A bench of Justices Vikram Nath and Sandeep Mehta heard the matter. Senior Advocate Jaideep Gupta appeared for petitioner-Kolkata Municipal Corporation. Senior Advocate Rajiv Shakdher appeared for respondents.

'Seems Tax Department Has Not Trusted Even Its Lawyers' : Supreme Court Flags Procedural Delays In IT Dept's Petition Filings

Cause Title: THE COMMISSIONER OF INCOME TAX (EXEMPTIONS) VERSUS THE HYDERABAD CRICKET ASSOCIATION, HYDERABAD

The Supreme Court recently criticised the Income Tax Department for filing its Special Leave Petition after a delay of 524 days, observing that the Department, despite having an entire team of legal experts, failed to act on its own lawyers' advice and instead allowed time to be wasted in unnecessary and prolonged litigation.

A bench comprising Justices Pankaj Mithal and Prasanna B. Varale expressed strong dissatisfaction with the Department's explanation for the massive delay, noting that "no one in the Department is taking care to shorten the process" for filing appeals within the statutory timeframe.

Supreme Court Leaves Open Question Whether Customs Can Seize Goods Which Left Port

Cause Title: COMMISSIONER OF CUSTOMS, AIRPORT SPECIAL CARGO VERSUS EPSILON EYE CARE PVT. LTD.

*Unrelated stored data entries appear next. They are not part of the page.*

PR #3563, opened 2019-03-19
Fix Coverity reports:

serval2412:
- cid#1399752
- cid#1399753
- cid#1399754
- cid#1399755
- cid#1399756

### Important

### Motivation and Context

### Types of changes

### Description

### Final checklist

### DIFF
--- a/contrib/fonttools/showttf.c
+++ b/contrib/fonttools/showttf.c
@@ -5542,7 +5542,7 @@ static void readcffprivate(FILE *ttf, struct topdicts *td, char **strings, int s
 	fseek(ttf,td->cff_start+td->private_offset+td->subrsoff,SEEK_SET);
 	readcffsubrs(ttf,td,&td->local_subrs, 1, name );
     }
-    if (name != "<Nameless>") free(name);
+    if (name != NULL && *name != "<Nameless>") free(name);
 }
 
 static struct topdicts **readcfftopdicts(FILE *ttf, char **fontnames, int cff_start) {
--- a/contrib/fonttools/showttf.c
+++ b/contrib/fonttools/showttf.c
@@ -5410,6 +5410,8 @@ static void readcffprivate(FILE *ttf, struct topdicts *td, char **strings, int s
     int32 end = td->cff_start+td->private_offset+td->private_size;
     char *name = NULL;
 
+    const char *nameless_str = "<Nameless>";
+
     fseek(ttf,td->cff_start+td->private_offset,SEEK_SET);
 
     td->subrsoff = -1;
@@ -5542,7 +5544,7 @@ static void readcffprivate(FILE *ttf, struct topdicts *td, char **strings, int s
 	fseek(ttf,td->cff_start+td->private_offset+td->subrsoff,SEEK_SET);
 	readcffsubrs(ttf,td,&td->local_subrs, 1, name );
     }
-    if (name != NULL && *name != "<Nameless>") free(name);
+    if (name != NULL && *name != *nameless_str) free(name);
 }
 
 static struct topdicts **readcfftopdicts(FILE *ttf, char **fontnames, int cff_start) {
--- a/contrib/fonttools/showttf.c
+++ b/contrib/fonttools/showttf.c
@@ -5410,7 +5410,7 @@ static void readcffprivate(FILE *ttf, struct topdicts *td, char **strings, int s
     int32 end = td->cff_start+td->private_offset+td->private_size;
     char *name = NULL;
 
-    const char *nameless_str = "<Nameless>";
+    char *nameless_str = "<Nameless>";
 
     fseek(ttf,td->cff_start+td->private_offset,SEEK_SET);
 
@@ -5421,7 +5421,7 @@ static void readcffprivate(FILE *ttf, struct topdicts *td, char **strings, int s
     td->bluescale = .039625;
 
     name = td->fontname?td->fontname:
-		td->sid_fontname?getsid(td->sid_fontname,strings,smax):"<Nameless>";
+		td->sid_fontname?getsid(td->sid_fontname,strings,smax):nameless_str;
 
     printf( "\n Private Dict for %s\n", name );
     while ( ftell(ttf)<end ) {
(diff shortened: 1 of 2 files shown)


contrib/fonttools/showttf.c
```diff
@@ -5542,7 +5542,7 @@ static void readcffprivate(FILE *ttf, struct topdicts *td, char **strings, int s
 	fseek(ttf,td->cff_start+td->private_offset+td->subrsoff,SEEK_SET);
 	readcffsubrs(ttf,td,&td->local_subrs, 1, name );
     }
-    if (name != "<Nameless>") free(name);
+    if (name != NULL && *name != "<Nameless>") free(name);
```
jtanx: this makes no sense, `name` is a `char*`, and you're dereferencing it to compare against a const string?

serval2412: Thank you for your feedback.
I saw this:
   5421     name = td->fontname?td->fontname:
   5422                 td->sid_fontname?getsid(td->sid_fontname,strings,smax):"<Nameless>";
Re reading these lines, I'm not sure know what to do.

What should I put here?

serval2412: Sorry, I meant "I'm not sure now what to do"

skef: I should have caught this last time -- sorry. Too much scripting work in my recent history. 

Try putting `const char *nameless_str = "<Nameless>"` at the top and using `nameless_str` on both lines 5422 and 5545. That gives you proper pointer equality for the lifetime of the function.

skef:
Close, but for this to work you also have to use it on (new) line 5424. The idea is to have the memory location of the string "<Nameless>" be what you're comparing against. You assign that pointer on 5424 and then check and avoid freeing in that case.

serval2412:
@skef: you mean replacing these:
    name = td->fontname?td->fontname:
		td->sid_fontname?getsid(td->sid_fontname,strings,smax):"<Nameless>";
by these:
name = td->fontname?td->fontname:
		td->sid_fontname?getsid(td->sid_fontname,strings,smax):nameless_str;

and finally do:
if (name != nameless_str) free(name);
?

skef:
That would be the idea. Although thinking about it the "const" is only going to cause assignment problems. Just make `nameless_str` a `char *` instead. It's fine.

serval2412:
Ok, I'll do it when I get back home after my day time job.
Thank you!

jtanx:
An easier fix is to just `copy("Nameless")` and always free it.

contrib/fonttools/showttf.c
khaledhosny: That should use `strcmp()`, that is how strings are compared in C, not by checking pointers for equality.

skef: That's true in general but would be a weird choice in this case. The "question of interest" is whether `name` points to memory that should be `free`d. A pointer comparison is usually the right kind of test for that. The problem in the initial fix is that the location of the "\<Nameless\>" string is unknown due to how it is originally assigned. 

@jtanx is of course right that just dynamically allocating a "\<Nameless\>" string is a fine solution.  I'm giving advice in the direction of @serval2412's chosen approach because it's not misguided and I figure the folks making these smaller tool-driven improvements move on to larger changes by learning this way.

khaledhosny: I see. What I have seen elsewhere in this code base is to set a boolean variable and only free when it is true, but this requires rewriting the `name` assignment at the top (which would be a good thing instead of the terrible multilevel use of ?: operator)

serval2412:
@jtanx: I applied what skef advised because I don't know what method to use to copy a string, strcpy, memcpy, other. ; there are always subtleties in C that I miss or don't know.

fontforge/python.c
```diff
@@ -5155,6 +5155,7 @@ return( NULL );
 		if ( !c->points[nexti]->on_curve ) {
 		    SplinePointListsFree(ss);
 		    PyErr_Format(PyExc_TypeError, "In cubic splines there must be exactly 2 control points between on curve points");
+                    free(sp);
```
skef: This is "new", and seems to be OK, but if it's added here it makes little sense not to also add it after (new) line 5148.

The Supreme Court recently refused to entertain an appeal against the Customs, Excise and Service Tax Appellate Tribunal (“CESTAT”) view that once goods are cleared from the port, customs authorities lose their power to confiscate them for violations such as non-compliance with license requirements.

However, the bench of Justices Manoj Misra and Ujjal Bhuyan left open the question whether the Customs Authorities would have a right to confiscate the goods after they had left the Port.

'Frivolous Cases Waste Judicial Time' : Supreme Court Raps Income Tax Dept For Filing SLP On Settled Issue

The Supreme Court on Friday pulled up the Income Tax Department for filing yet another Special Leave Petition (SLP) in a matter already settled by the Court, calling it a frivolous exercise that contributes to mounting pendency.

A Bench of Justice BV Nagarathna and Justice R Mahadevan was hearing an SLP challenging a Karnataka High Court order on tax deduction at source (TDS) liability, an issue the Supreme Court had already decided last year in a case involving Vodafone Idea, holding that payments made to non-resident telecom operators were not liable for TDS.

Supreme Court Seeks Centre's Response On Plea Seeking GST Concession For Car Purchase By Persons With Disabilities

Case Title: KULDIPAK RAJESH PRASHAD Versus UNION OF INDIA AND ORS.

Case no.: W.P.(C) No. 1140/2025

The Supreme Court recently issued notice on a petition filed by a person suffering visual impairment seeking that the government revive its GST Concession scheme for the purchase of cars by persons with orthopaedic disability and extend it to all Persons with Disabilities, irrespective of the nature of their disability.

A bench of Justices Vikram Nath and Sandeep Mehta passed the order, after hearing counsel for the petitioner, who argued that the Union has taken different stands before different High Courts, which has resulted in conflicting opinions on the government's now-discontinued scheme. The counsel also informed the Court that the scheme existed in one form or another since 1999 but came to be withdrawn in 2025.